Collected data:
__________

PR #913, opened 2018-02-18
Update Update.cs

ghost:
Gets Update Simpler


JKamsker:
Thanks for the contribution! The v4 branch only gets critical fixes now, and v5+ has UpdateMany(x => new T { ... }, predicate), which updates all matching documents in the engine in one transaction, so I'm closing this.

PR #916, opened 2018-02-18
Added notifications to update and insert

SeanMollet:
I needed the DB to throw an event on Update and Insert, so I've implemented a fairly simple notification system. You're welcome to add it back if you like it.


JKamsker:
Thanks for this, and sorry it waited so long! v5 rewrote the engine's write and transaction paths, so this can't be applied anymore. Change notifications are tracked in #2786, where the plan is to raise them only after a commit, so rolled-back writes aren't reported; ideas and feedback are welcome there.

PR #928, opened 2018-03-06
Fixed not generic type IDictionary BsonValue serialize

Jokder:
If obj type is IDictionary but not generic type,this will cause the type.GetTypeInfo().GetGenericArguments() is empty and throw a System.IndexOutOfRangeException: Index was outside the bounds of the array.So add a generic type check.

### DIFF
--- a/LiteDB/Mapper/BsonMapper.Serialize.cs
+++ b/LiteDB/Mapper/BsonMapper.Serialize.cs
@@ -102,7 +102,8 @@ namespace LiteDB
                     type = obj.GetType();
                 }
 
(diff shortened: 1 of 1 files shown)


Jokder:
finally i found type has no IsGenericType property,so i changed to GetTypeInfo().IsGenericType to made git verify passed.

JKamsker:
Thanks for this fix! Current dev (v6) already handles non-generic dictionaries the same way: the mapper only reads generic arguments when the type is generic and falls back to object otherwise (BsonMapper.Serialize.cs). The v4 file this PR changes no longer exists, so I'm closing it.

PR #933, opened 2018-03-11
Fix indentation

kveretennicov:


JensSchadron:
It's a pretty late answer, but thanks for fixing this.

__________

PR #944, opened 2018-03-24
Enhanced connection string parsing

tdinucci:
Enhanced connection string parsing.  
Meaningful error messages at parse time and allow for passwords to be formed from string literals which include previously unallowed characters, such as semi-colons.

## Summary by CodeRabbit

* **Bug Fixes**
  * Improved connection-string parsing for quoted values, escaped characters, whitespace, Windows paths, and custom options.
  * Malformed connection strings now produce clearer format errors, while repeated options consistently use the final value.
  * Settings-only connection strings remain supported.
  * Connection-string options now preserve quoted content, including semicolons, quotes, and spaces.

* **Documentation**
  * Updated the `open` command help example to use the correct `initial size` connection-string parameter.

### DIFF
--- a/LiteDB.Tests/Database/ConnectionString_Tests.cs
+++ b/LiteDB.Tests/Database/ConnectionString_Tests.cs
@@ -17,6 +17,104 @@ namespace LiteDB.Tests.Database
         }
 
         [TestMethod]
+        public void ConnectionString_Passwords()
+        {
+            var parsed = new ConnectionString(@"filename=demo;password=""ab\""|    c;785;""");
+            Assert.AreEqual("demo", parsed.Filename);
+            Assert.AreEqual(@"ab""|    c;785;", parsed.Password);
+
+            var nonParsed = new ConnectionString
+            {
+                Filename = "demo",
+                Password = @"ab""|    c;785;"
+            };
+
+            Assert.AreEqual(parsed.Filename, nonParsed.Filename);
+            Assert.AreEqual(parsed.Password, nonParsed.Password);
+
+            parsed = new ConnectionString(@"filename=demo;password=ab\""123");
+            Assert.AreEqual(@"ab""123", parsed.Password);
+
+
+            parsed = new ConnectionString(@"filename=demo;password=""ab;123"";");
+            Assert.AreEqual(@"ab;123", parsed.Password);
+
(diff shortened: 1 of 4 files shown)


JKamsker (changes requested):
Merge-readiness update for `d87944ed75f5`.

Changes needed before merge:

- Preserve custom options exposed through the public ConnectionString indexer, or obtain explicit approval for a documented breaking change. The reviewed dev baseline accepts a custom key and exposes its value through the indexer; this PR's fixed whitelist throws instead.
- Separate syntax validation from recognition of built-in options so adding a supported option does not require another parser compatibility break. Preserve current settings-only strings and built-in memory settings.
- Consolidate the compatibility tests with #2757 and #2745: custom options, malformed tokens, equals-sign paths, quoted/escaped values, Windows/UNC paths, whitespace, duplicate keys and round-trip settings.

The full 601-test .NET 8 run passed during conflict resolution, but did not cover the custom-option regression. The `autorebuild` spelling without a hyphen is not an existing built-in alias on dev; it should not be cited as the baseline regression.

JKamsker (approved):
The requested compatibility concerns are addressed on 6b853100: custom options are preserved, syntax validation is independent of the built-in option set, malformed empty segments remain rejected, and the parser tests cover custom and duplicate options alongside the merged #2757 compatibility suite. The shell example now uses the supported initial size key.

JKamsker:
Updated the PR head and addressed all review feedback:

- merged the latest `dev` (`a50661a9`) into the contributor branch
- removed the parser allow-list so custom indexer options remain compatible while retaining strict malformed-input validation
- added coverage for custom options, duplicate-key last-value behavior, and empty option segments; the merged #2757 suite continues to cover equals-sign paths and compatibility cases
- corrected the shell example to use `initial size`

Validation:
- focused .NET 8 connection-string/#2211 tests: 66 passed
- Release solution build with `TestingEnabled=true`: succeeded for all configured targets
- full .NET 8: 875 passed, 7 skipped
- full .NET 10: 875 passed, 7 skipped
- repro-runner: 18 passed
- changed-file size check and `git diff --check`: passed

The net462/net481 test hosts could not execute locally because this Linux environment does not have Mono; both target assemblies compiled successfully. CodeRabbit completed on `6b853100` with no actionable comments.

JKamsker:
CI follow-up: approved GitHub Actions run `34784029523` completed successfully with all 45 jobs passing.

__________

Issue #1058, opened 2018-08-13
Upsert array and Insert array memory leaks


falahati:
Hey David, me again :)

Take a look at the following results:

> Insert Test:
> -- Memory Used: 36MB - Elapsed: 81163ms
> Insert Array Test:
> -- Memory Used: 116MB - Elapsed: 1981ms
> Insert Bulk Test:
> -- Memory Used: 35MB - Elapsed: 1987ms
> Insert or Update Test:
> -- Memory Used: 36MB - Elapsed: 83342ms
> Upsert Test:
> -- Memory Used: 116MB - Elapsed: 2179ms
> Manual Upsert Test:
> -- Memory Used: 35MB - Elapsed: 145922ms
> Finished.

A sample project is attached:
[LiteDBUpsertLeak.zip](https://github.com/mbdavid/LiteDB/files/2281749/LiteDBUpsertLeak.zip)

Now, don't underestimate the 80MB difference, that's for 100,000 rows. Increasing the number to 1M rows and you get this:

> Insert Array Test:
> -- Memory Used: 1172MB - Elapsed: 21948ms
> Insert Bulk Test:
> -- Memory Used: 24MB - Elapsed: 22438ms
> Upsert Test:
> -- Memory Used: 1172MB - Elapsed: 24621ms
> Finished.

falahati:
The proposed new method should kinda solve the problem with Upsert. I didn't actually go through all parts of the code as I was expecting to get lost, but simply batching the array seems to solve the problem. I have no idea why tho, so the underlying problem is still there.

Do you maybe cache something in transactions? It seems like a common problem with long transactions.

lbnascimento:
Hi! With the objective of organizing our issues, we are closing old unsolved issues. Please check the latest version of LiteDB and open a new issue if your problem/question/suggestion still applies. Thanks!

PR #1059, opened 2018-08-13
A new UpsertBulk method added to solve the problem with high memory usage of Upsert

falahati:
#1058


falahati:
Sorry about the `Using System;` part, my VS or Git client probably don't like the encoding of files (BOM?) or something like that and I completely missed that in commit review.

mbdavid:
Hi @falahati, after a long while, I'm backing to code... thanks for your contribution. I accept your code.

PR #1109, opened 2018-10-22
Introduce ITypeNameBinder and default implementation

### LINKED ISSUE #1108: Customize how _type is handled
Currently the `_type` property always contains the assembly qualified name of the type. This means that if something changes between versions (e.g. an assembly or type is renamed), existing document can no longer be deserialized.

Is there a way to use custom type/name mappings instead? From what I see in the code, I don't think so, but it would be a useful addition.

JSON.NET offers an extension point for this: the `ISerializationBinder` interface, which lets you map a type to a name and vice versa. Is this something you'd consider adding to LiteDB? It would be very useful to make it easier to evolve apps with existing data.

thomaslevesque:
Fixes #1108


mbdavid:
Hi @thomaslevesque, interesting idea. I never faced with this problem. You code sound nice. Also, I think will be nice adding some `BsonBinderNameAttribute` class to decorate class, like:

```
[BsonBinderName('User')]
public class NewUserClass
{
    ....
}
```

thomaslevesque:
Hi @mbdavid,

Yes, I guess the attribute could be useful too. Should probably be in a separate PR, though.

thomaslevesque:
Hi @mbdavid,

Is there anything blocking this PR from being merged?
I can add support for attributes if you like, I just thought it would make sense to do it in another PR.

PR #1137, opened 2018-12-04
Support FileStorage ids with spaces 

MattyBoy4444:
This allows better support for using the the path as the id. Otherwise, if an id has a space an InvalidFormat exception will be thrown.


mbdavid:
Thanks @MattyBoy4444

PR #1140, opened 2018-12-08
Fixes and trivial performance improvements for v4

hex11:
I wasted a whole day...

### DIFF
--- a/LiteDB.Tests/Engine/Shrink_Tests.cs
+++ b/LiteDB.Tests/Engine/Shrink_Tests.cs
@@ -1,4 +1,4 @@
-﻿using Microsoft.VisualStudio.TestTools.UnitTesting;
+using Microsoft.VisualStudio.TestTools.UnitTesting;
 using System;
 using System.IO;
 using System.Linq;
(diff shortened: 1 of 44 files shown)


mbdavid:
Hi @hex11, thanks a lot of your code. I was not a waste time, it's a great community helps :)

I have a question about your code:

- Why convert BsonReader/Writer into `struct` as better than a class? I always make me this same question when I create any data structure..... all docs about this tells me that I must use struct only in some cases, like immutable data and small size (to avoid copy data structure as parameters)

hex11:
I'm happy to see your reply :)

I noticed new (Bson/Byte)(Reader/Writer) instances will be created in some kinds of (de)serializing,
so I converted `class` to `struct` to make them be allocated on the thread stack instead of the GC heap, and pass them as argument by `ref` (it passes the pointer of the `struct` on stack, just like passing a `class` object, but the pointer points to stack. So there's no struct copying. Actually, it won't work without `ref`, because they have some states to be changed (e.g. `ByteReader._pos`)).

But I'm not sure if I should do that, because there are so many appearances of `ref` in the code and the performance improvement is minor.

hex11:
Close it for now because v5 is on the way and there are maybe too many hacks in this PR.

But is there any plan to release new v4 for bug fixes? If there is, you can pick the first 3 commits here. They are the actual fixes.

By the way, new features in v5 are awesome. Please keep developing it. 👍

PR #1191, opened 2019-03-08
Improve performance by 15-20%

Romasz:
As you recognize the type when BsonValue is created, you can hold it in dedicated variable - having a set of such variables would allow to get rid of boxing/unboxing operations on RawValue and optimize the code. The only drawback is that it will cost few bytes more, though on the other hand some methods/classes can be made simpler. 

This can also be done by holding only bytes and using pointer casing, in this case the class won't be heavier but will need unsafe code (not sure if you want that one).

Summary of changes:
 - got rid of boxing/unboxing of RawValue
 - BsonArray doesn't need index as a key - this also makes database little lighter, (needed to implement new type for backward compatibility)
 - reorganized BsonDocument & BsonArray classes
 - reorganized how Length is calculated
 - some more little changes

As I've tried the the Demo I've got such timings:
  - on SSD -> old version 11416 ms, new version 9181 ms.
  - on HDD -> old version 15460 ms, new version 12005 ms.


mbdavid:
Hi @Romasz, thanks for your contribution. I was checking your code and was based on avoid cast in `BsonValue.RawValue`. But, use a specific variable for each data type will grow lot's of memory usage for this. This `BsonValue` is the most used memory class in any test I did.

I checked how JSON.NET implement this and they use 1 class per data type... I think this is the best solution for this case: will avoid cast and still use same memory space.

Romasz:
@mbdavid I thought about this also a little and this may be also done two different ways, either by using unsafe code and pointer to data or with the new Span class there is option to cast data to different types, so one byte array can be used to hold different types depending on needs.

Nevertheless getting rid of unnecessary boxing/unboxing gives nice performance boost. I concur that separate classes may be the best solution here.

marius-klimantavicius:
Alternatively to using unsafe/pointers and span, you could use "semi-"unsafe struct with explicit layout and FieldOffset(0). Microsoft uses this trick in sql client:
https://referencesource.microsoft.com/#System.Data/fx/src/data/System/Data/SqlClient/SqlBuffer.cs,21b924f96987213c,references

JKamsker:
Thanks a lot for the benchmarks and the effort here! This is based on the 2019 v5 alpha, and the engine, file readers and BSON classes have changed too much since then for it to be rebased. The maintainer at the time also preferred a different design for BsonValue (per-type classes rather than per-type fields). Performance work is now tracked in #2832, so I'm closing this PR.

__________

■ **Prompt**
Give the number of lines in the records above in which the word "IDictionary" appears. Include no other text.

■ **Written response**
2